I have run across a few articles challenging the idea that LePen is a far-right, or even a center-right candidate. Jonah Goldberg has as good a one as the others. The label seems to come primarily from the focus on immigration and nationalism. That's not unreasonable, as those are more right than left both here and abroad, but they aren't pure anywhere. Those have always been more useful as tendencies than as defining issues. Goldberg points out that the French Communists have been anti-immigration. I note that in America, some Republican employers have been pro-immigration while the African-American and trade unionists among the Democrats have been anti.

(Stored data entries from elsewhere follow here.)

PR #384, opened 2026-06-12
Don't decay on `check_overlap` for pointers with != provenance

giltho:
Another fast path that avoid decays.

CI won't path because we need to merge a bunch of other stuff before we truly have no decay in btreeset

### DIFF
--- a/soteria-rust/lib/builtins/intrinsics/impl.ml
+++ b/soteria-rust/lib/builtins/intrinsics/impl.ml
@@ -475,16 +475,22 @@ module M (StateM : State.StateM.S) : Intf.M(StateM).Impl = struct
 
   (** [check_overlap name l r size] ensures the pointers [l] and [r] do not
       overlap for a range of size [size]; otherwise errors, with
-      [`StdErr (name ^ " overlapped")]. *)
+      [`StdErr (name ^ " overlapped")].
+
+      We optimise the path where pointers don't have the same provenance to
+      avoid spuriously decaying pointers. *)
   let check_overlap name l r size =
-    let* l_end = Sptr.offset ~signed:false size l in
-    let* r_end = Sptr.offset ~signed:false size r in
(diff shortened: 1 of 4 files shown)


soteria-rust/lib/builtins/intrinsics/impl.ml
```diff
@@ -475,16 +475,22 @@ module M (StateM : State.StateM.S) : Intf.M(StateM).Impl = struct
...
-    let* r_end = Sptr.offset ~signed:false size r in
-    let* dist1 = Sptr.distance l r_end in
-    let* dist2 = Sptr.distance r l_end in
-    let zero = Usize.(0s) in
-    assert_not
-      (Sptr.have_same_provenance l r &&@ (dist1 <$@ zero &&@ (dist2 <$@ zero)))
-      (`StdErr (name ^ " overlapped"))
+    let same_provenance = Sptr.have_same_provenance l r in
+    if%sure not same_provenance then ok ()
+    else
```
N1ark, line 485: super cute! i had a light doubt about how this interacts when one of the pointers has no provenance but in fact is the address of the decayed pointer (see below), but actually it doesn't matter because even if this lets it through using the pointer will fail bc it has no provenance :) so yes this is fine

```rs
let mut x = 11u64;
// this will have provenance
let ptr2 = &mut x as *mut u64;
// let's make sure the provenance is exposed
let _exposed = ptr2 as usize;
// this will have no provenance, bc it's transmuted
let ptr1 = unsafe {
    let addr_unexposed = std::mem::transmute::<&mut u64, usize>(&mut x);
    std::mem::transmute::<usize, *mut u64>(addr_unexposed)
};
// will this detect the overlap? they have distinct provenances...
std::mem::copy_nonoverlapping(ptr1, ptr2, 1);
```

N1ark (approved):
nice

Also, it's not the only issue on the table. The essay points out that left-right definitions are even more clumsy in France than here.
So. Is Le Pen right-wing enough to deserve the label, or should it be gently countered?
6 comments:
The topic doesn't come up much, but just saying that the French left/right don't map neatly into US political categories is probably good enough. I could follow up by complaining about sloppy reporters.
Of course, without context and history (how much do the politicians usually lie there, and on which subjects?), I wouldn't be any better than those sloppy reporters at categorizing the players.
Le Pen is (was) leading a party that is historically right-wing-populist and nationalist. Unlike her father who was a founder of the party and who was its leader for some 40 years, she is quick to expel members and officeholders who veer past their policies of immigration-restriction (and that immigrants should assimilate) into xenophobia and antisemitism.
My impression is that much of the populace think the party has really changed, and if the current authoritarian, populist, anti-EU, law-and-order platform is near to their own views they are happy to vote for it. The French press are more of the opinion that it is still a racist party and the new face is just a mask that they are maintaining until they get power.
I've said elsewhere that she's "far right" because the French "center"{ is so far left.
Also, see this, linked by Neoneocon: https://theweek.com/articles/694928/why-not-le-pen
And this on, from Powerline: http://www.powerlineblog.com/archives/2017/05/marine-le-pen-not-normalized.php
@ Sam L - yes, there are things to dislike about Le Pen, but they aren't especially far-right. Part of the American characterisation is simply laziness and unwillingness to question one's beliefs, I imagine. Yet I also keep in mind, whenever international events are being discussed is what I discovered when I was a liberal and discarded, but reluctantly had to admit was more than half-true. Liberals don't actually care about what happens in other countries all that much*, they only care how events can be used on the board in Washington, DC. The internationalism they profess is confined to the Right People in other countries, same as here. On an individual level they are very nice to foreigners they meet, perhaps nicer than conservatives. But they avoid the places where the wrong kind of foreigners congregate, such as Wal-Mart in the US, or poorer places abroad. What happens to women, or minorities, or poor people there is not allowed to affect policy here. Let them eat cake.
*So long as Junior Year Abroad isn't affected.